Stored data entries

PR #3, opened 2019-12-09
Rough draft of workflow on Ansible level

jistr:
This depends on PR #2. If PR #2 merges amended, i'll rebase here.

### DIFF
--- a/doc/design.md
+++ b/doc/design.md
@@ -1,3 +1,52 @@
+High-level development goals
+----------------------------
+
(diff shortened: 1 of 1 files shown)


jistr:
Yes i think we'd distribute the collection via Galaxy, hopefully we can request the os-migrate namespace after we build something we can show.

jistr:
I amended according to the comments and added the point about distribution.

PR #6, opened 2020-01-09
CI basic integration for unit tests and docs improvement

ccamacho:


jistr:
@ccamacho can we merge?

ccamacho:
There are some bit I will like to fix, minor fixes and organize the workflows but I can do it in a follow up patch.

Issue #12, opened 2020-01-13
De-duplicate version information


jistr:
Version is stored in two places:

https://github.com/os-migrate/os-migrate/blob/1b5c8c3baddda8def35035706cab97cce2c0ad84/os_migrate/plugins/module_utils/const.py#L1 

https://github.com/os-migrate/os-migrate/blob/1b5c8c3baddda8def35035706cab97cce2c0ad84/os_migrate/galaxy.yml#L12 

Ideally Python code would load the Galaxy manifest for version. However, the galaxy.yml is not shipped as-is when the collection is packaged, it's processed into MANIFEST.json. So we'd be loading either file which doesn't exist during development or during runtime -- both are suboptimal. Some better solution should be found here.

jistr:
Reviewing #19 made me realize that this does have a clean solution -- the collection already does import Python modules in paths that require the collection is built. So we can just forget about galaxy.yml and load MANIFEST.json always.

PR #19, opened 2020-01-13
Build and publish the collection to Galaxy

ccamacho:
This patch builds on each merge a new version of the collection,
then this build should be published to Galaxy.

### DIFF
--- a/.github/workflows/functional-all.yml
+++ b/.github/workflows/functional-all.yml
@@ -57,6 +57,8 @@ jobs:
     - name: Install devstack
       run: |
         cd devstack
+        # Pin a specific version until we fix it.
+        git checkout 46fd6448978897c9e215fc5e038b3d91daa8db5a
         cat << EOF > local.conf
         [[local|localrc]]
         USE_PYTHON3=True
--- a/scripts/publish.sh
+++ b/scripts/publish.sh
@@ -1,0 +1,67 @@
+#!/bin/bash
+
+PARAMS=""
+while (( "$#" )); do
+  case "$1" in
+    -k|--galaxy-key)
+      KARG=$2
+      shift 2
+      ;;
+    --) # end argument parsing
+      shift
+      break
+      ;;
+    -*|--*=) # unsupported flags
+      echo "Error: Unsupported flag $1" >&2
+      echo "Please use ./publish.sh [-k <galaxy key> | --galaxy-key <galaxy key>]" >&2
+      exit 1
+      ;;
+    *) # preserve positional arguments
+      PARAMS="$PARAMS $1"
+      shift
+      ;;
+  esac
+done
+
+#
+# Initial variables
+#
+
+namespace=os_migrate
+name=os_migrate
+all_published_versions=$(curl https://galaxy.ansible.com/api/v2/collections/$namespace/$name/versions/ | jq -r '.results' | jq -c '.[].version')
+current_galaxy_version=$(cat actions/galaxy.yml | shyaml get-value version)
+current_galaxy_namespace=$(cat actions/galaxy.yml | shyaml get-value namespace)
+current_galaxy_name=$(cat actions/galaxy.yml | shyaml get-value name)
+publish="1"
+
+#
+# Check all the current published versions and if the
+# packaged to be created has a different version, then
+# we publish it to Galaxy Ansible
+#
+
+for ver in $all_published_versions
+do
+
+    echo "--"
+    echo "Published: "$ver
+    echo "Built: "$current_galaxy_version
+    echo ""
+    if [[ $ver == \"$current_galaxy_version\" ]]; then
+        echo "The current version $current_galaxy_version is already published"
+        echo "Proceed to update the galaxy.yml file with a newer version"
+        echo "After the version change, when the commit is merged, then the package"
+        echo "will be published automatically."
+        publish="0"
+    fi
+done
+
+if [ "$publish" == "1" ]; then
+    echo 'This version is not published, publishing!...'
+    cd ./actions/
+    mkdir -p releases
+    ansible-galaxy collection build -v --force --output-path releases/
+    ansible-galaxy collection publish \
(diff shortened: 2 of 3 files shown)


.github/ISSUE_TEMPLATE/bug_report.md
```diff
@@ -0,0 +1,38 @@
...
+
+**Screenshots**
+If applicable, add screenshots to help explain your problem.
+
+**Desktop (please complete the following information):**
+ - OS: [e.g. iOS]
+ - Browser [e.g. chrome, safari]
+ - Version [e.g. 22]
+
+**Smartphone (please complete the following information):**
```
rbrady: Why is a smartphone something we're adding to the bug template?

.github/workflows/galaxy-publish-collection.yml
```diff
@@ -0,0 +1,27 @@
+name: galaxy-publish-collection
+on:
+  push:
+    paths:
+    - 'os_migrate/galaxy.yml'
```
jistr: -1 here, i don't think we want to automatically publish on every change to galaxy.yml. More generally, do we want to publish via a GH action at all? Would `./toolbox/run make publish` be better?

.github/workflows/galaxy-publish-collection.yml
```diff
@@ -0,0 +1,27 @@
...
+    steps:
+    - uses: actions/checkout@v1
+    - name: Set up Python ${{ matrix.python-version }}
+      uses: actions/setup-python@v1
+      with:
+        python-version: ${{ matrix.python-version }}
+    - name: Install dependencies
+      run: |
+        sudo apt update -y
+        sudo apt install ansible jq -y
```
jistr: We should add jq installation to `toolbox/build/build.sh` so that the script works from toolbox container too. It's a generally nice tool to have installed anyway IMO.
https://github.com/os-migrate/os-migrate/blob/1b5c8c3baddda8def35035706cab97cce2c0ad84/toolbox/build/build.sh#L11

.github/workflows/galaxy-publish-collection.yml
```diff
@@ -0,0 +1,27 @@
...
+        python -m pip install --upgrade pip
+        pip install tox shyaml
```
jistr: Similarly as jq installation above, these should also go to venv-requirements.txt.
https://github.com/os-migrate/os-migrate/blob/1b5c8c3baddda8def35035706cab97cce2c0ad84/toolbox/build/venv-requirements.txt#L4

scripts/publish.sh
```diff
@@ -0,0 +1,67 @@
...
+#
+
+namespace=os_migrate
+name=os_migrate
+all_published_versions=$(curl https://galaxy.ansible.com/api/v2/collections/$namespace/$name/versions/ | jq -r '.results' | jq -c '.[].version')
+current_galaxy_version=$(cat actions/galaxy.yml | shyaml get-value version)
+current_galaxy_namespace=$(cat actions/galaxy.yml | shyaml get-value namespace)
+current_galaxy_name=$(cat actions/galaxy.yml | shyaml get-value name)
+publish="1"
+
```
jistr: Because of issue #12 we should also check here that versions defined in galaxy.yml and const.py are the same. Simple grep/awk-based check would suffice i think. Not a blocker, i can post it subsequently myself if you want to land this first.

jistr: Ideally we'd fix #12 but i'm not sure about a sufficiently clean solution...

jistr: Ok i just realized the collection always needs to be built to do anything with it and get the proper Python import paths, Python imports fail otherwise. So #12 does have an acceptable solution and we can fix it, so no need to insert anything here. I'll close this comment thread.

.github/ISSUE_TEMPLATE/bug_report.md
ccamacho: removed

.github/workflows/galaxy-publish-collection.yml
ccamacho: done

.github/workflows/galaxy-publish-collection.yml
ccamacho: removed

ccamacho:
I just fixed the comments, added the dependencies in the build script and I pinned the commit that is not breaking the devstack install.

.github/workflows/functional-all.yml
```diff
@@ -57,6 +57,8 @@ jobs:
     - name: Install devstack
       run: |
         cd devstack
+        # Pin a specific version until we fix it.
+        git checkout 46fd6448978897c9e215fc5e038b3d91daa8db5a
```
jistr: Ack let's do this for now, but i don't think Devstack considers itself broken so this issue will likely persist for us, i'll report a tech debt issue to remove the pin.

scripts/publish.sh
```diff
@@ -0,0 +1,67 @@
...
+#
+# Check all the current published versions and if the
+# packaged to be created has a different version, then
+# we publish it to Galaxy Ansible
+#
+
+for ver in $all_published_versions
+do
+
+    echo "--"
```
jistr: We'll probably want to remove these echos going forward, as $all_published_versions will have many entries in the future. But not a blocker for now.

scripts/publish.sh
```diff
@@ -0,0 +1,67 @@
...
+        echo "will be published automatically."
+        publish="0"
+    fi
+done
+
+if [ "$publish" == "1" ]; then
+    echo 'This version is not published, publishing!...'
+    cd ./actions/
+    mkdir -p releases
+    ansible-galaxy collection build -v --force --output-path releases/
```
jistr: We should use the ./scripts/build.sh script to build the collection. That one will also update the version in const.py.

jistr: Actually i like 'releases/' path but build.sh doesn't use it yet. So let's just address both of those things in a follow up patch, i'll merge this one.

PR #28, opened 2020-01-17
Read version information from collection's manifest

### LINKED ISSUE #12: De-duplicate version information

jistr:
We had 2 sources of version information: MANIFEST.json (compiled from
galaxy.yml) and const.py. Now const.py loads the manifest, so
galaxy.yml is the single source of truth in the codebase for version
information. This prevents const.py from getting out of sync with
galaxy.yml.

Closes #12

### DIFF
--- a/os_migrate/plugins/module_utils/const.py
+++ b/os_migrate/plugins/module_utils/const.py
@@ -1,1 +1,19 @@
-OS_MIGRATE_VERSION = '0.1.0'  # can we get this from metadata somehow?
+from __future__ import (absolute_import, division, print_function)
+__metaclass__ = type
+
+import json
+from os import path
+
+
+class Manifest():
+
+    manifest = None
+
+    def __init__(self):
+        if not self.manifest:
+            with open(path.join(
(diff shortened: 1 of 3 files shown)


jistr:
Ok this doesn't work at all when the module is shipped onto target machine, it doesn't have the manifest around for loading. We need a completely different solution, probably just copying the version from galaxy.yml to const.py when building the collection.

jistr:
Closing, will submit an alternative approach.

PR #31, opened 2020-01-20
Export idempotence

jistr:
Depends on PR #23 and #27 

(See commit msgs for details what this PR does.)

PR #32, opened 2020-01-21
Import idempotence

jistr:
Depends on PRs #23, #27, #31 

For idempotence of imports we largely have all the pieces, all that
needs to be done is to serialize the existing network into our format
and compare if the resulting 'params' are the same as the ones
provided to the import_network module.

Crucial is looking at 'params' only and not 'info', as 'params'
contain the important network parameters that are meant to be
migrated, while 'info' contains non-migratable info, e.g. the
network's UUID.

### DIFF
--- a/os_migrate/plugins/module_utils/network.py
+++ b/os_migrate/plugins/module_utils/network.py
@@ -76,3 +76,9 @@ def network_sdk_params(serialized):
     ])
 
     return sdk_params
+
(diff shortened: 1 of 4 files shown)


jistr:
Marking WIP because it depends on #31 which is WIP too.

jistr:
Rebased.

Issue #35, opened 2020-01-23
Make 'build.sh' use 'releases' dir and make 'publish.sh' use 'build.sh'


jistr:
Description at:

https://github.com/os-migrate/os-migrate/pull/19/files/cac3c806de9a483271047bd2f2a4e7fdcdd8513b#diff-70d708edc34d615de58045d62c1c4c1bR64

ccamacho:
Fix in #36

PR #36, opened 2020-01-23
Make 'build.sh' use 'releases' dir and make 'publish.sh' use 'build.sh'

ccamacho:
Fixes: #35

### DIFF
--- a/Makefile
+++ b/Makefile
@@ -13,10 +13,11 @@ install: os_migrate-os_migrate-latest.tar.gz
 	if [ -n "${VIRTUAL_ENV:-}" ]; then \
 		source /root/venv/bin/activate; \
 	fi; \
+        cd releases; \
 	ansible-galaxy collection install --force os_migrate-os_migrate-latest.tar.gz
 
 clean:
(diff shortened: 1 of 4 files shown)


Makefile
```diff
@@ -13,18 +13,19 @@ install: os_migrate-os_migrate-latest.tar.gz
 	if [ -n "${VIRTUAL_ENV:-}" ]; then \
 		source /root/venv/bin/activate; \
 	fi; \
+        cd releases/
```
jistr: This will not work, there would have to be ; \ at the end of the line (see the line above). Nit: i'd just alter the path on the line below with releases/ instead of doing `cd` :). So this one needs a tweak, otherwise all LGTM.

releases/.gitignore
```diff
@@ -0,0 +1,5 @@
+# Ignore everything in this directory
```
jistr: We could also just add `/releases/*` to the top-level .gitignore to have all the ignoring info in one place, but not a blocker.

Makefile
ccamacho: Done

PR #39, opened 2020-01-24
Wait until the Devstack fix is merged

### LINKED ISSUE #34: Stop pinning devstack version
We pinned devstack because of #33. We should figure out a way to unpin.

https://github.com/os-migrate/os-migrate/blob/27d16410f2d1eb3f3aec37bf6b815e75a2fdd458/.github/workflows/functional-all.yml#L60-L61

ccamacho:
We need to wait until https://review.opendev.org/#/c/704136/
is merged to remove the pin.

Fixes #34

### DIFF
--- a/.github/workflows/functional-all.yml
+++ b/.github/workflows/functional-all.yml
@@ -32,15 +32,16 @@ jobs:
         python-version: ${{ matrix.python-version }}
     - name: Install dependencies
       run: |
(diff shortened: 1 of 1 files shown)


ccamacho:
After the fix is merged I'll just update the change to point to the correct repo to unpin the repo.

ccamacho:
Upstream change merged.

PR #44, opened 2020-02-03
Use tags in functional tests instead of separate playbooks

jistr:
To run subset of functional tests, the current pattern was to create a
full playbook which would only include the desired parts.

An alternative pattern might be to use --skip-tags or --tags with the
test_all.yml playbook. This might allow better mix-and-match execution
for particular test environments and developer scenarios.

Due to env vars not being automatically passed into the toolbox
container, currently there are two ways to test this approach e.g. by
skipping the network tests:

    ./toolbox/shell
    FUNC_TEST_ARGS='--skip-tags test_network' make test-func

and

    ./toolbox/run bash -c "FUNC_TEST_ARGS='--skip-tags test_network' make test-func"

The 2nd case perhaps deserves some improvement (list of env vars we
want to detect and pass into toolbox container automatically?) but
that's beyond the scope of this commit.

### DIFF
--- a/Makefile
+++ b/Makefile
@@ -2,7 +2,7 @@
 SHELL := /bin/bash
 ROOT_DIR := $(shell dirname $(realpath $(lastword $(MAKEFILE_LIST))))
 
-FUNC_TEST_PLAYBOOK ?= all
+FUNC_TEST_ARGS ?=
 
 
 # ANSIBLE COLLECTION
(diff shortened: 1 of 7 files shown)


jistr:
Thanks, so i'll work on some user documentation that should cover those questions. I'm removing WIP+idea labels on this PR and if Carlos likes the approach too, we can merge.

PR #49, opened 2020-02-04
Remove Tmit PoC build requirements

jistr:
I thought i was pasting just vagrant-libvirt package list but in fact
pasted full Tmit build package list. We don't need the Rust bits in
OS-Migrate.


jistr:
Make is there, installed on the line above, but probably something had gcc as a dependency before, but now it's missing. Tomorrow i'll check if there is something else in the same boat as gcc.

# Assignment:
Where a line of the entries above holds the word "LINKED", return that line.

# Completed exercise:
### LINKED ISSUE #12: De-duplicate version information
### LINKED ISSUE #34: Stop pinning devstack version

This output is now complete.